New Zealand academic

Chellie Margaret Spiller is a New Zealand academic and is of Māori descent and as of 2019 is a full professor at the University of Waikato.

==Academic career==

After a 2010 PhD titled 'How Māori cultural tourism businesses create authentic and sustainable well-being' at the University of Auckland, Spiller rose to full professor at the University of Waikato.
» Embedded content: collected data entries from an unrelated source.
PR #448, opened 2023-08-30
fix: always pull latest docker image in run_macaron.sh

### LINKED ISSUE #438: The `latest` tag used in `run_macaron.sh` does not pull the latest image
Running Macaron using `run_macaron.sh`, if an image with `latest` tag already exists on the host, the latest image will not be pulled from the registry even when there is a new release.

nicallen:
Closes #438

By default, always pull latest version of docker image, but allow this behaviour to be overidden by setting the DOCKER_PULL env var.

### DIFF
--- a/.github/workflows/_build_docker.yaml
+++ b/.github/workflows/_build_docker.yaml
@@ -58,5 +58,6 @@ jobs:
       env:
         # This environment variable will be picked up by run_macaron.sh.
         MACARON_IMAGE_TAG: test
+        DOCKER_PULL: never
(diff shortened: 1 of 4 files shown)


tromai (approved):

behnazh-w (commented):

In 2011 Spiller was awarded a Fulbright New Zealand Senior Scholar Award to research indigenous business models for creating relational wellbeing in addition to wealth at Harvard University.

In 2015 she co-authored Wayfinding Leadership: Groundbreaking Wisdom for Developing Leaders with Hoturoa Barclay -Kerr and John Panoho.

In 2021 Spiller was among 24 Maori academics featured in the book "Nga Kete Matauranga: Maori Scholars at the Research Interface" by Jacinta Ruru and Waimarie Nikora. The featured academics share their personal journeys, revealing what being Maori has meant for them in their work.

In 2022 Spiller was appointed as a Leader-in-Residence with the Atlantic Institute, University of Oxford to develop a global leadership programme for catalysts of change. Working with a group of Foundational Storytellers she produced a book "The Catalysts Way: A Handbook for people who want to help change the world". She was appointed as a Fellow with the International Leadership Association. In 2022 Spiller was also appointed to the Marsden Council as a member, and convener of the EHB Panel.

== Selected works ==
- Spiller, Chellie, Ljiljana Erakovic, Manuka Henare, and Edwina Pio. "Relational well-being and wealth: Māori businesses and an ethic of care." Journal of Business Ethics 98, no. 1 (2011): 153–169.
- Spiller, Chellie, Edwina Pio, Lijijana Erakovic, and Manuka Henare. "Wise up: Creating organizational wisdom through an ethic of Kaitiakitanga." Journal of Business Ethics 104, no. 2 (2011): 223–235.
- Ladkin, Donna, and Chellie Spiller, eds. Authentic leadership: Clashes, convergences and coalescences. Edward Elgar Publishing, 2013.
- Intezari, Ali, Chellie Spiller, and Shih-ying Yang, eds. Practical wisdom, leadership and culture: Indigenous, Asian and Middle-Eastern perspectives. Routledge, 2020.
- Spiller, Chellie, Hoturoa Barclay-Kerr, and John Panoho. Wayfinding leadership: Ground-breaking wisdom for developing leaders. Huia Publishers, 2015.
- Spiller, C., Maunganui Wolfgramm, R., Henry, E., & Pouwhare, R. Paradigm warriors: Advancing a radical ecosystems view of collective leadership from an Indigenous Māori perspective. Human Relations, 73(4), (2020) 516–543.
- Spiller, Chellie. "‘I AM’: Indigenous consciousness for authenticity and leadership." Leadership 17.4 (2021): 491–496.